> EXERCISE REQUIREMENTS
Every line below that holds the string "saved" should be copied.

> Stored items
PR #857, opened 2026-06-27
feat: Q10 (B01/ss07) clean-record history trait

andrewlyeats:
Implements #767 for B01/ss07 (Q10).

Adds a `CleanHistoryTrait` that fetches and decodes the Q10 clean-record history. Unlike the Q7's synchronous `get_record_list` RPC, the Q10 is push-driven: `refresh()` sends `{"op":"list"}` for `dpCleanRecord` (DP 52) over `dpCommon`, and the device publishes its record list back on the subscribe stream.

### Shape
- `CleanRecordConverter` parses a `dpCleanRecord` envelope — the full `op:"list"` reply or a single `op:"notify"` push — into a `CleanRecordPush`; the trait's `_apply` does the merge-or-replace, one sort, one notify.
- Each record decodes into a `Q10CleanRecord` (12 underscore fields), with `clean_mode`/`work_mode`/`cleaning_result`/`start_method` typed as enums via `from_code_optional` (an unmapped code → `None`; the original stays in `raw`).

### Validation (real ss07 Q10, fw 03.11.24)
- `op:"list"` decoded 25 records live on the device's own reply topic; the end-of-clean `op:"notify"` push was captured on a genuine whole-apartment completion and upserted correctly.
- 12-field layout cross-confirmed against ioBroker's `Q10CleanRecordService` (independent implementation).
- Unit tests + real-payload fixtures under `tests/protocols/testdata/b01_q10_protocol/`.

### Caveats (one device observed)
- `clean_mode=2` and `start_method=0` were never seen on our unit — left unmapped rather than guessed (they surface as `None`; `raw` retains the value).
- `work_mode` uses `YXCleanType` (matching `Q10Status`); it caps at 4 while the live `CLEAN_MODE` DP can reach 6, though records only ever show 1/2/3.
- Per-record map download (the `map_len` gate) is intentionally out of scope — a natural follow-up.


roborock/data/b01_q10/b01_q10_containers.py
```diff
@@ -32,6 +35,146 @@ class dpCleanRecord(RoborockBase):
...
+    REMOTE = 0
+    APP = 1
+    TIMER = 2
+    BUTTON = 3
+
+
+_E = TypeVar("_E", bound=IntEnum)
+
+
+def _safe_clean_enum(enum_cls: type[_E], value: int | None) -> _E | None:
```
allenporter: Can you take a look at the enum definitions in code_mappings and use them above? I believe it will give you equivalent functionality to what is needed here, but i didn't look really closely.

roborock/data/b01_q10/b01_q10_containers.py
```diff
@@ -32,6 +35,146 @@ class dpCleanRecord(RoborockBase):
...
+        return None
+
+
+@dataclass
+class Q10CleanRecord(RoborockBase):
+    """A single Q10 (ss07) clean record decoded from a ``dpCleanRecord`` (DP 52) entry.
+
+    The device returns each record as an underscore-delimited string in the ``data``
+    list of a ``{"op": "list"}`` query. The field names and meanings here follow the
+    device's own app, which splits the string into these 12 values. The ``*_len``
```
allenporter: don't need to mention device app here, just say its how the format works

roborock/data/b01_q10/b01_q10_containers.py
```diff
@@ -32,6 +35,146 @@ class dpCleanRecord(RoborockBase):
...
+    """Cleaning time, minutes."""
+    clean_area: int | None = None
+    """Cleaned area in square meters."""
+    map_len: int | None = None
+    """Length of the saved map blob for this record (0 = none stored)."""
+    path_len: int | None = None
+    """Length of the saved path blob for this record (0 = none stored)."""
+    virtual_len: int | None = None
+    """Length of the saved virtual-restriction blob for this record (0 = none stored)."""
+    clean_mode: int | None = None
```
allenporter: Once you update the fields above it should be possible to just directly add the enum types here and RoborockBase should parse them correctly, so you don't need the additional enum property method converters.

roborock/devices/traits/b01/q10/clean_history.py
```diff
@@ -0,0 +1,104 @@
...
+        :meth:`update_from_dps` processes the ``dpCleanRecord`` push.
+        """
+        if self._command is None:
+            raise ValueError("Trait is read-only; no command channel was provided")
+        await self._command.send(
+            B01_Q10_DP.COMMON,
+            params={str(B01_Q10_DP.CLEAN_RECORD.code): {"op": "list"}},
+        )
+
+    def update_from_dps(self, decoded_dps: dict[B01_Q10_DP, Any]) -> None:
```
allenporter, line 144: Can you review the converter pattern used in other objects and extract separate objects for parsing the data vs updating state on the object? I realize this is more complex since it supports a merge vs an update, but i do think we still want to separate concerns a little bit more here. The trait can manage merge vs update still.

We can simplify this so we don't need two copies of the code that rebuilds the list, sorts it, and notifies, since that can happen in one place.   So i think that would be:
- define a format for the notification
- have a class for parsing the dps to that object
- the trait then will get the object, decide if its merging or updating (single if statement branch), then sort (one impementation) and notify (one implementation).

My gut says the string conversion logic belongs in the converter /trait and not in the container.

roborock/data/b01_q10/b01_q10_containers.py
allenporter: Can you add some full payload examples in /tests/protocols/testdata/b01_q10_protocol? it serves as nice documentation of strings we actually see in practice from the device, since it can be a little harder to understand the full payload in unit tests

allenporter (changes requested):
Thank you @andrewlyeats this is fantastic. I have some code structure related comments, though overall look forward to merging this feature.

roborock/devices/traits/b01/q10/clean_history.py
```diff
@@ -0,0 +1,104 @@
...
+        UpdatableTrait.__init__(self, command, _LOGGER)
+        self.records: list[Q10CleanRecord] = []
+        """Decoded clean records, most recent first."""
+
+    @property
+    def last_record(self) -> Q10CleanRecord | None:
+        """The most recent clean record, or ``None`` if there are none."""
+        return self.records[0] if self.records else None
+
+    async def refresh(self) -> None:
```
allenporter, line 130: I assume that the top level request dps refresh does not refresh this list, is that right?

andrewlyeats:
Thanks — addressed all five, pushed.

**Enums:** `work_mode` now uses `YXCleanType` (matching `Q10Status`'s live clean-mode). Added `YXCleanScope`/`YXCleaningResult`/`YXStartMethod` for the three with no existing match. Two notes:
- `clean_mode` deliberately isn't `YXDeviceCleanTask` — the persisted record uses a different int encoding than the live task DP: a full clean records `0` (`idle` there), a single-room clean records `1` (`smart` there). Checked across ~90 records vs the live DP-138 distribution. Own enum; the docstring notes the relationship.
- `work_mode = YXCleanType` for consistency with `Status`; one caveat — it caps at 4 and the live `CLEAN_MODE` DP can reach 6, though records only ever show 1/2/3. Say the word if you'd prefer `YXDeviceWorkMode` (covers 5/6).

**Fields/converters:** enums directly, property layer gone. Conversion runs in the converter via `from_code_optional` — records come from the string, not the DPS stream, so `RoborockBase` isn't in that path; unmapped → `None`, `raw` keeps the original.

**Structure:** `CleanRecordConverter` (envelope → `CleanRecordPush`) + `_apply` (one merge/replace, one sort, one notify).

**Docs/tests:** dropped the app mention; added `dpCleanRecord_{list,notify}.json` fixtures (snapshot-covered).

---

These "contributions" (I hope they are!) have been a collaboration between a physicist trying to learn about modern coding tools and one of those tools, Claude Code. We both hope our efforts to be gracious and follow open source software etiquette are apparent in our contributions here. If we are in fact injecting noise, please tell us and we will stop! We thank you for your work on this repo!

roborock/devices/traits/b01/q10/clean_history.py
```diff
@@ -0,0 +1,164 @@
...
+        Returns ``None`` for an envelope that carries nothing usable (so the trait can
+        ignore it without changing state). Malformed individual records are skipped.
+        """
+        if envelope.get("op") == "notify":
+            record = self.parse_record(envelope.get("id"))
+            return CleanRecordPush([record], replace=False) if record is not None else None
+        data = envelope.get("data")
+        if not isinstance(data, list):
+            return None
+        records = [record for item in data if (record := self.parse_record(item)) is not None]
```
allenporter: parse record is static so doesn't need a "self" reference

roborock/devices/traits/b01/q10/clean_history.py
```diff
@@ -0,0 +1,164 @@
...
+        return CleanRecordPush(records, replace=True)
+
+    @staticmethod
+    def parse_record(raw: object) -> Q10CleanRecord | None:
```
allenporter:
```suggestion
    def parse_record(raw: Any | None) -> Q10CleanRecord | None:
```

allenporter (dismissed):
Can you explicitly address / reply / resolve each comments so we know they're completed? (or ask the AI to do it)

roborock/data/b01_q10/b01_q10_containers.py
andrewlyeats: Done. `work_mode` now uses the existing `YXCleanType` (matching `Q10Status.clean_mode`); the three fields with no existing match got new enums in `code_mappings` — `YXCleanScope`, `YXCleaningResult`, `YXStartMethod`. `clean_mode` deliberately stays its own enum (`YXCleanScope`) rather than reusing `YXDeviceCleanTask`: the persisted record encodes those ints differently from the live DP-138 (a full clean records `0`, a single-room clean `1`, checked across ~90 records), so reusing it would mislabel them; the docstring notes the relationship.

roborock/data/b01_q10/b01_q10_containers.py
andrewlyeats: Done — removed the app reference; the docstring just describes the format now.

roborock/data/b01_q10/b01_q10_containers.py
andrewlyeats: Done — the fields are the enum types directly now and the property-converter layer is gone. One nuance worth flagging: these records arrive as an underscore-joined **string** (`op:list`/`op:notify`), not via the DPS stream, so `RoborockBase`'s converter isn't in that path — the string→enum conversion runs in `CleanRecordConverter.parse_record` via `from_code_optional` (an unmapped code → `None`, with `raw` keeping the original). So the property methods are gone as requested; the conversion just lives in the converter.

roborock/devices/traits/b01/q10/clean_history.py
andrewlyeats: Done — split into `CleanRecordConverter` (parses an `op:list`/`op:notify` envelope → a `CleanRecordPush`) and `_apply` on the trait. `_apply` is the single merge-vs-replace branch → one sort → one notify, so there's no longer a duplicated list-rebuild/sort/notify. The string parsing moved out of the container into the converter, per your note.

roborock/data/b01_q10/b01_q10_containers.py
andrewlyeats: Done — added `dpCleanRecord_list.json` and `dpCleanRecord_notify.json` under `tests/protocols/testdata/b01_q10_protocol/`, using real device payloads (snapshot-covered).

roborock/devices/traits/b01/q10/clean_history.py
andrewlyeats: Correct — and I just verified it live against the device with this trait: after the top-level `refresh()` (which sends `REQUEST_DPS`), the general status fields populate but `clean_history.records` stays at `0`; a `clean_history.refresh()` (the `op:list`) then brings the full 25. So the record list isn't in the `REQUEST_DPS` dump — it's pull-only via `{"op":"list"}` on `dpCleanRecord` (52) over `dpCommon` (plus the `op:notify` single-record push on clean-completion). That's why the trait has its own `refresh()`.

roborock/devices/traits/b01/q10/clean_history.py
andrewlyeats: I class-qualified it in ec279ef (`CleanRecordConverter.parse_record(...)`) since it's static. If I misunderstood, I'm happy to pull `parse_record` out to a module-level function instead.

andrewlyeats:
Replied to all comments in their respective threads and closed them out. Made both changes you suggested. Two of my commit messages didn't pass commit-message lint so had to force-push to correct. That force-push should not have changed any code, just the messages. I think this should now be resolved and ready for you. Thanks for your guidance!

allenporter (approved):

allenporter:
Thank you @andrewlyeats for the contribution!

> RESPONSE TO THE TASK
+    """Length of the saved map blob for this record (0 = none stored)."""
+    """Length of the saved path blob for this record (0 = none stored)."""
+    """Length of the saved virtual-restriction blob for this record (0 = none stored)."""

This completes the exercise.